§ Source records
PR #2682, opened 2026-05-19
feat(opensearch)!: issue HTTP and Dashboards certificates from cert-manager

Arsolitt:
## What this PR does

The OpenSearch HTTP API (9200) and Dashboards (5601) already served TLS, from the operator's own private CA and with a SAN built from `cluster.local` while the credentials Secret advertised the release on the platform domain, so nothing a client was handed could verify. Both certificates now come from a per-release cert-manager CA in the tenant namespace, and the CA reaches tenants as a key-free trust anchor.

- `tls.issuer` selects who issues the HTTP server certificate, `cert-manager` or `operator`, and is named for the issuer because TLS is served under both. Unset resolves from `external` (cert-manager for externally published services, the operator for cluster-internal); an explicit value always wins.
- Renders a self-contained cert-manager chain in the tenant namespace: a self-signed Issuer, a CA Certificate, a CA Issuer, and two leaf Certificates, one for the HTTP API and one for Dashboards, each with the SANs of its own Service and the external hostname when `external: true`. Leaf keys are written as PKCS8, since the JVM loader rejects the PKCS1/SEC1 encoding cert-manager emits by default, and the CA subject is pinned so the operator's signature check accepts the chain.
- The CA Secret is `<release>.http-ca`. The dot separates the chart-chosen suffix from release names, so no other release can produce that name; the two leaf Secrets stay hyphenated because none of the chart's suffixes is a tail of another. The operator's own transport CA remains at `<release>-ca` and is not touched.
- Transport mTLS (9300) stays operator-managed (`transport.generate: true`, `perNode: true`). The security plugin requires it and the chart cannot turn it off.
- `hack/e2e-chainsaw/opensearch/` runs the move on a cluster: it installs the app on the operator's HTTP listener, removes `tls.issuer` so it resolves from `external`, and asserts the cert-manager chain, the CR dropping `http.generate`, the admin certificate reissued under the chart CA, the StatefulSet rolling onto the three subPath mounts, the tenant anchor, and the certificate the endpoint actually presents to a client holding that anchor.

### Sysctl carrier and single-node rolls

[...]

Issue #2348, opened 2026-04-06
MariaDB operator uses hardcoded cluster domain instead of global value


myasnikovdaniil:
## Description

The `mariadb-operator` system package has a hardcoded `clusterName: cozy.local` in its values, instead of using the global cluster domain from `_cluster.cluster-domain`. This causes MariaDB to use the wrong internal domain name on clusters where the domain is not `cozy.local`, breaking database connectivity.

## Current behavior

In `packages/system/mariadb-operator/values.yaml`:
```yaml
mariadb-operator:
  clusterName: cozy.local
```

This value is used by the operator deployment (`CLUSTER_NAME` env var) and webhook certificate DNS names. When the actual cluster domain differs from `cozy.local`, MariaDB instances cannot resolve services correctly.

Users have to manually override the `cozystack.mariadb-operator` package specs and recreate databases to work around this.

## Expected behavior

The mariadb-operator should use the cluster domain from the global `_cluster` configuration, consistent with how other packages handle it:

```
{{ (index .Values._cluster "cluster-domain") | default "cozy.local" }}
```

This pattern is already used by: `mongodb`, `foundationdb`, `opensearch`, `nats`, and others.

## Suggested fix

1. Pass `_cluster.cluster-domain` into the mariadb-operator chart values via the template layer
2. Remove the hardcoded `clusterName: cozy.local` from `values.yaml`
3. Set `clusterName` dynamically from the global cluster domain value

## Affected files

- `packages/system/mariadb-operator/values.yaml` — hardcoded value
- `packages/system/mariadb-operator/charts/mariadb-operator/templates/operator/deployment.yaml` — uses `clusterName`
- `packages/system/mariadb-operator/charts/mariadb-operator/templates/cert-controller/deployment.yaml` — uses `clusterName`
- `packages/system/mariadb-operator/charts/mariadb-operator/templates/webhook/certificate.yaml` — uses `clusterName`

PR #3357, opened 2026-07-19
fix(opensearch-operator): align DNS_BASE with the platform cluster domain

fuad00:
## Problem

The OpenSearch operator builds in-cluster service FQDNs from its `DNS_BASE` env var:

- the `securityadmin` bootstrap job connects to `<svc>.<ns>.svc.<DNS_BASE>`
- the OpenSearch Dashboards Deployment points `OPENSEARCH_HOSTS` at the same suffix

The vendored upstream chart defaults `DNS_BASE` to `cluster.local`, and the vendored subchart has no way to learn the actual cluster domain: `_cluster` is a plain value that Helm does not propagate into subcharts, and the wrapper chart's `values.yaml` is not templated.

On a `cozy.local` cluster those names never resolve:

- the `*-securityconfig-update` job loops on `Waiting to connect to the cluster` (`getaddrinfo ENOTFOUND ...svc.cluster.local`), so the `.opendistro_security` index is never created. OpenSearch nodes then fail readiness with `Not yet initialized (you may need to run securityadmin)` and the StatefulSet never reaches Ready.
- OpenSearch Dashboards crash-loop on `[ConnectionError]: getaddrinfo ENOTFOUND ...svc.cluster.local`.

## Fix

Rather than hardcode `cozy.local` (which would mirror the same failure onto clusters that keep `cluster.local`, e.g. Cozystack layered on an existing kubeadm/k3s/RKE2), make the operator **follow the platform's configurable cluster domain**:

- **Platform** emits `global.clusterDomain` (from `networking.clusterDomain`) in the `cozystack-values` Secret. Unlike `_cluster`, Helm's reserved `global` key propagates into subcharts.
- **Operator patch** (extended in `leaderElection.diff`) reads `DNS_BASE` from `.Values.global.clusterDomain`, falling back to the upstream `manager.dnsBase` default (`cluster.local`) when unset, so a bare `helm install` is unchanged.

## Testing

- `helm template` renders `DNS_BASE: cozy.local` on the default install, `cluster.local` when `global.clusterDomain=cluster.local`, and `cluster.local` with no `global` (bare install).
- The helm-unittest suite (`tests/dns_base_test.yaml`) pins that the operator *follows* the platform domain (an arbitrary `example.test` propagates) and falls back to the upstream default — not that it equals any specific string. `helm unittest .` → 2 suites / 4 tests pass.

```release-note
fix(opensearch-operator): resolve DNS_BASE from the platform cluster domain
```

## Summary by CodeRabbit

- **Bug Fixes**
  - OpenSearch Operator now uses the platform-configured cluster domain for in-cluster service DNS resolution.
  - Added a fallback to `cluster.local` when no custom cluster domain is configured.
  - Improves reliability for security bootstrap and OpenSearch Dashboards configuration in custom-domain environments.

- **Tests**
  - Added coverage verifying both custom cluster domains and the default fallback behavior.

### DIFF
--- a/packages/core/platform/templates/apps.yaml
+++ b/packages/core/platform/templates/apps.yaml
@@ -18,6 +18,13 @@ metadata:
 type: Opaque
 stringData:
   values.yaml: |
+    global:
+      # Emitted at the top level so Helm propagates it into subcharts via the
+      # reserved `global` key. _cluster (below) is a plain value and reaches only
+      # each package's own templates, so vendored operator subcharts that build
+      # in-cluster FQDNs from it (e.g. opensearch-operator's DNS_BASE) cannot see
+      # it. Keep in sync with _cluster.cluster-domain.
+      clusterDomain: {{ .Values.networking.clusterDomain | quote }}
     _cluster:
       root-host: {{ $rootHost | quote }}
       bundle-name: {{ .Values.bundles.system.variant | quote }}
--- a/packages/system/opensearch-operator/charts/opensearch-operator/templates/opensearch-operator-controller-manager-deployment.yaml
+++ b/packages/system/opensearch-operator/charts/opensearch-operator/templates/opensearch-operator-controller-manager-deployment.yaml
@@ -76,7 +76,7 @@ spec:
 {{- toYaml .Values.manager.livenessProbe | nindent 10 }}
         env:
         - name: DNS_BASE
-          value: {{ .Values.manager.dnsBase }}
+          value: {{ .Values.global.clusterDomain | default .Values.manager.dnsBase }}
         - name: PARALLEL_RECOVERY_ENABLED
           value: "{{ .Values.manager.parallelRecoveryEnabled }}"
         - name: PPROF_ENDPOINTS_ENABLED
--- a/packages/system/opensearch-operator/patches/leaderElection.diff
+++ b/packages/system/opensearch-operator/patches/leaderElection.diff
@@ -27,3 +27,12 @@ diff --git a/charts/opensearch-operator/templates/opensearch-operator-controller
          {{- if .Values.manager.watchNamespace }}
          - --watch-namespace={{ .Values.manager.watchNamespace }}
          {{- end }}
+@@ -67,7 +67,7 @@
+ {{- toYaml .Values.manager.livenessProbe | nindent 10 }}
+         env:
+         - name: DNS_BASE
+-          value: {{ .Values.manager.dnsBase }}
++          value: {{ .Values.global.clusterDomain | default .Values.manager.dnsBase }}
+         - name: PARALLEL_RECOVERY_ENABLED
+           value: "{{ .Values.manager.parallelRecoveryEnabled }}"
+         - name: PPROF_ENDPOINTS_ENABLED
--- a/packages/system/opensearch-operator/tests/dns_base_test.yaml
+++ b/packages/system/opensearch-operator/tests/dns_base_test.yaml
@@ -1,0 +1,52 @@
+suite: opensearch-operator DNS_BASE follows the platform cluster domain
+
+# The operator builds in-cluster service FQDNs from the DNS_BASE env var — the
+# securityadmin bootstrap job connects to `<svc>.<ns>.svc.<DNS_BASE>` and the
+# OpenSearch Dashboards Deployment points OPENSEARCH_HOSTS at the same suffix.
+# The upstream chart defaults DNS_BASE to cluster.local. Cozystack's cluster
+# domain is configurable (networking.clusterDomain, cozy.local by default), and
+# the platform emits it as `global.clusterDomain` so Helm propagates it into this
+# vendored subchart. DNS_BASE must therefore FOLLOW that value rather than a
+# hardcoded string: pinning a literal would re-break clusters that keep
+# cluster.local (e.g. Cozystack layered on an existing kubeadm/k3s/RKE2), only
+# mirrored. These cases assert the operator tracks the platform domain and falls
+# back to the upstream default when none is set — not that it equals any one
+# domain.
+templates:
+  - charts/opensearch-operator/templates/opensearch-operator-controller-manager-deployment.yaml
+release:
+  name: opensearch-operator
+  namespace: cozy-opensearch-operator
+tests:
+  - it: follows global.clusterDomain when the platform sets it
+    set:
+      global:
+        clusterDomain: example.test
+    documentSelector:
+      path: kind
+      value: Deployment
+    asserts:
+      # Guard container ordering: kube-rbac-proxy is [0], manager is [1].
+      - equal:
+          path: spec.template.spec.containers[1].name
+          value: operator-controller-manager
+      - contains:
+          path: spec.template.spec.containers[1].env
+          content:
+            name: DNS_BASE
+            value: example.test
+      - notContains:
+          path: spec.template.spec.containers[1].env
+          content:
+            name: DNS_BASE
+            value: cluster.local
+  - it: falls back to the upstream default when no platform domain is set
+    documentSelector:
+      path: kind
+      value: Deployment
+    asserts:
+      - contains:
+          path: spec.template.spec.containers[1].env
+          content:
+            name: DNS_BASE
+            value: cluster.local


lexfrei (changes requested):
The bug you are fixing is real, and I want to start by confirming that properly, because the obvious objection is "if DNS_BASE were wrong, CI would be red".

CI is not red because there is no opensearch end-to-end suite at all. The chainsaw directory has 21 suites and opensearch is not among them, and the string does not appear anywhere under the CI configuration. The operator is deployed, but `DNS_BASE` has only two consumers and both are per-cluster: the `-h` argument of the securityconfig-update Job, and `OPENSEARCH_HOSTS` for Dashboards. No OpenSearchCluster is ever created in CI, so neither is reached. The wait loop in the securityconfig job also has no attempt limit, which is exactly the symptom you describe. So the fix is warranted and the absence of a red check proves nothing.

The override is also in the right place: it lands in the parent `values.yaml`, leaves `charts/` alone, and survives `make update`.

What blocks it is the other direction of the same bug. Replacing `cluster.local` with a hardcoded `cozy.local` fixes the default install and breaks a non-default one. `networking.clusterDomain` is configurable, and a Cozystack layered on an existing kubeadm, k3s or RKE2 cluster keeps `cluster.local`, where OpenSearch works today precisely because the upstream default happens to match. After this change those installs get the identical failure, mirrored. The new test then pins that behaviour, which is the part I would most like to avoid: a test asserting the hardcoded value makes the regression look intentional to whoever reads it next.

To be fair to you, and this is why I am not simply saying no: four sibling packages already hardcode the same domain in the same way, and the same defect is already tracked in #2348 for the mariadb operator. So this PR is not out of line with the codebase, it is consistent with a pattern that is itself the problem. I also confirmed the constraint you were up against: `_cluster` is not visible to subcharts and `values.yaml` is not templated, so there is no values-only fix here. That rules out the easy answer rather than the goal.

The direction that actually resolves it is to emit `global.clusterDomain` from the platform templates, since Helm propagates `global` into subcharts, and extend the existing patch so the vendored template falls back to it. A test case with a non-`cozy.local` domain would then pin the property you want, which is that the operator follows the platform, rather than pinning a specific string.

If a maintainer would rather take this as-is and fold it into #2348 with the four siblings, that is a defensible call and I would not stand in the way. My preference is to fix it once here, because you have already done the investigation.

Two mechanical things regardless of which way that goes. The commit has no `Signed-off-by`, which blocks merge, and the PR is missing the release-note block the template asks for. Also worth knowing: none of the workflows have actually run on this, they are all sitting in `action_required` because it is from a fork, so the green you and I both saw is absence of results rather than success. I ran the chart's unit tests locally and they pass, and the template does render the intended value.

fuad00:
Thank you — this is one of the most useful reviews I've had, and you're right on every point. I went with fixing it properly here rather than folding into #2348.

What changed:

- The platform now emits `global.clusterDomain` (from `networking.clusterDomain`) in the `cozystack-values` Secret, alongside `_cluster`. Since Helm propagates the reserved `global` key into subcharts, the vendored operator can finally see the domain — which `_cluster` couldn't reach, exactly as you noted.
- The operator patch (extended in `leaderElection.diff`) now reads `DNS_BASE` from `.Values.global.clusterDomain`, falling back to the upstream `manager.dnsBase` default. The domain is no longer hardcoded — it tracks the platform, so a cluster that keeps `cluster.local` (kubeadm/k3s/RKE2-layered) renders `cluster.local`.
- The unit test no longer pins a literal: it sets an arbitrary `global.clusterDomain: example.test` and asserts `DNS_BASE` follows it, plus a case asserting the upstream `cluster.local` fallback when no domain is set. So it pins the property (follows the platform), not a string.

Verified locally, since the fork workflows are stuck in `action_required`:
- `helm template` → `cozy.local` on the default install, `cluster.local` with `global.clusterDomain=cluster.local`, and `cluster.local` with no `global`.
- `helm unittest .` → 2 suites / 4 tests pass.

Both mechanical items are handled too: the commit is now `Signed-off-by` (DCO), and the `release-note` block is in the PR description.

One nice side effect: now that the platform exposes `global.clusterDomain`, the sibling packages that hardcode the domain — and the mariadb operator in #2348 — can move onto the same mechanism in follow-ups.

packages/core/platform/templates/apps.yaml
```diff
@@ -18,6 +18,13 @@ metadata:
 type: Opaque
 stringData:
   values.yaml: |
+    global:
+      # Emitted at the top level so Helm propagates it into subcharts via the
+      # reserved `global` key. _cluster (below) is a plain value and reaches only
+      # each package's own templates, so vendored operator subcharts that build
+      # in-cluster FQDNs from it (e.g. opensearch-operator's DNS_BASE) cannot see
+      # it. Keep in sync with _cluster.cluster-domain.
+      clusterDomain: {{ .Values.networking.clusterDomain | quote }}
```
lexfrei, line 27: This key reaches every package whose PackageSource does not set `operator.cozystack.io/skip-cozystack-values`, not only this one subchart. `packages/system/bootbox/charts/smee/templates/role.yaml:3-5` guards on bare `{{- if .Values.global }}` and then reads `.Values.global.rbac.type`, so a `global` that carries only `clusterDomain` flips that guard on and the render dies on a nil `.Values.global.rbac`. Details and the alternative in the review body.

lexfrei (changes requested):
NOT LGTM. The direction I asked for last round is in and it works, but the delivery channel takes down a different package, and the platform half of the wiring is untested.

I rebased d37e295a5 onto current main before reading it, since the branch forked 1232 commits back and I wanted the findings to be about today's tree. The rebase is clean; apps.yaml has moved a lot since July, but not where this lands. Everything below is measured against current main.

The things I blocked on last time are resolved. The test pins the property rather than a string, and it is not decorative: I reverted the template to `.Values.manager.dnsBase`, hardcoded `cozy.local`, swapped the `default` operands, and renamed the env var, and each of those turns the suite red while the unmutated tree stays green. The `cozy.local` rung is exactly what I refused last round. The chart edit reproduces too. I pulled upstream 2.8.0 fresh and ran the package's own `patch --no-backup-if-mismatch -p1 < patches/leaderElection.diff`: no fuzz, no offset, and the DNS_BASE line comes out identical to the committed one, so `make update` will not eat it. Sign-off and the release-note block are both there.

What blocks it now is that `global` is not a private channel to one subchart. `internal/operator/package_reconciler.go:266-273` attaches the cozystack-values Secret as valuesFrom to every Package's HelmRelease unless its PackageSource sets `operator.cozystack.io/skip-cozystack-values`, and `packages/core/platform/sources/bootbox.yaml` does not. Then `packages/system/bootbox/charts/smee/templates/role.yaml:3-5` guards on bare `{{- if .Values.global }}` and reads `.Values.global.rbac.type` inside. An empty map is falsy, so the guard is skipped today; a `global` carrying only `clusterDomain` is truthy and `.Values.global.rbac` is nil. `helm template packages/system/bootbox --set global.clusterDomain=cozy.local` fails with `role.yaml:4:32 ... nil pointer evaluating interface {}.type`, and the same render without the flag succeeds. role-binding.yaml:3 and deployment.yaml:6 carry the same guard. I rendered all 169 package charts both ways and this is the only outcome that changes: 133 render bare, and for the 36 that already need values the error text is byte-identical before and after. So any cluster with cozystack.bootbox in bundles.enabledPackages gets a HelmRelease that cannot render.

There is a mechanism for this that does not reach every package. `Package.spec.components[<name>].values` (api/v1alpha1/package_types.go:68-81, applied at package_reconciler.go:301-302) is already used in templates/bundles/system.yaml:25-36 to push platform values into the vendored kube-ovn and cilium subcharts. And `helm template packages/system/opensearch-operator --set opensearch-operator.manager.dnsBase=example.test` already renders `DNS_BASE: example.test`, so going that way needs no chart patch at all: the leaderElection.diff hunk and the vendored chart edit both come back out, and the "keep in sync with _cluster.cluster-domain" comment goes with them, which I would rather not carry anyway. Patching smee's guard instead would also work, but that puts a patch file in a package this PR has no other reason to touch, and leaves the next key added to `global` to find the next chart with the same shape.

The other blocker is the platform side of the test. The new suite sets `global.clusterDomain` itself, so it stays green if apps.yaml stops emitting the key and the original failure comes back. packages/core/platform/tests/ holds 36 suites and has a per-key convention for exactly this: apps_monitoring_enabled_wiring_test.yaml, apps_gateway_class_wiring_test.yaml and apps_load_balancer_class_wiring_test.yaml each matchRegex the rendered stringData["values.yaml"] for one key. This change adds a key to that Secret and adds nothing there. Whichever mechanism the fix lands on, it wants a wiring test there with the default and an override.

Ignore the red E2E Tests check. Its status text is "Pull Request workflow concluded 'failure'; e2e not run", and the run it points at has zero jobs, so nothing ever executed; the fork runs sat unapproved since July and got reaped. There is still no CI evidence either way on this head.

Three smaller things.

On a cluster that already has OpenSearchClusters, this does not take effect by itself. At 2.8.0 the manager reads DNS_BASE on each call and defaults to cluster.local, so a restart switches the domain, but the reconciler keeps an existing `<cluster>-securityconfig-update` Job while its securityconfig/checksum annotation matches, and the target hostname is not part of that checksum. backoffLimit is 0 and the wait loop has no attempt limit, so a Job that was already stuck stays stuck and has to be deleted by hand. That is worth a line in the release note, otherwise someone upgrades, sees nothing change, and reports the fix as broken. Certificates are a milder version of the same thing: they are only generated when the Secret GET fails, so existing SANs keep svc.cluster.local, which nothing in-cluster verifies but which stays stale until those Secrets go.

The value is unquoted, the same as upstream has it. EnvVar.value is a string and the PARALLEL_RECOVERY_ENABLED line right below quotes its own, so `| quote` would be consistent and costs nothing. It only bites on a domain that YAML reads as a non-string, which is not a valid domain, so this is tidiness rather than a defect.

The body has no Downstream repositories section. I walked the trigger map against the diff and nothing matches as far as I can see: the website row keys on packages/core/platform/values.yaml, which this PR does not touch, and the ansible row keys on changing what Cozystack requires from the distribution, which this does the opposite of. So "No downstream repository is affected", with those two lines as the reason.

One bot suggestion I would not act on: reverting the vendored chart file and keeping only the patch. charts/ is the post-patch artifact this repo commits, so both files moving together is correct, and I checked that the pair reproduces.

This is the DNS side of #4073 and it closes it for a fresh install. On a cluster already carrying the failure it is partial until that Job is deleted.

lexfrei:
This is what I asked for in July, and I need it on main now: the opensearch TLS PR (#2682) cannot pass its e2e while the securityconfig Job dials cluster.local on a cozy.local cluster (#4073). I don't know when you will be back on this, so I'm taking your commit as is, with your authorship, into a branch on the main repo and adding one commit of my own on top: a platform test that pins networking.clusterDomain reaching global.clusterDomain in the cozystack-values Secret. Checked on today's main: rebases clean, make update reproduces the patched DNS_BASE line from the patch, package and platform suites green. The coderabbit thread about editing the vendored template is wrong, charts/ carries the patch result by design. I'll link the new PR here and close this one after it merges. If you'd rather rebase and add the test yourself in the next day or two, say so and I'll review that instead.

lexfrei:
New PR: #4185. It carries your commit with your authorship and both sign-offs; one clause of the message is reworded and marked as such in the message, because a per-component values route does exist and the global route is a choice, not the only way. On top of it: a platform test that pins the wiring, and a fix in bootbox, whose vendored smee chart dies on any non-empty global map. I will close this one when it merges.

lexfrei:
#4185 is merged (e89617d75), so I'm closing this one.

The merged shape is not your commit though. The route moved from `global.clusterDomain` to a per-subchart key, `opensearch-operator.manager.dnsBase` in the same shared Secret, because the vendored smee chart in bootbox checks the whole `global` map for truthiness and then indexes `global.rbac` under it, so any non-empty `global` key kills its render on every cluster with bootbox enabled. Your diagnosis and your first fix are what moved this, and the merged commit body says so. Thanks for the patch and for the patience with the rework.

§ DESCRIPTION OF THE TASK
Copy all lines from the data above that contain the word "behavior".

§ RESULT OF THE TASK
## Current behavior
## Expected behavior
  - Added coverage verifying both custom cluster domains and the default fallback behavior.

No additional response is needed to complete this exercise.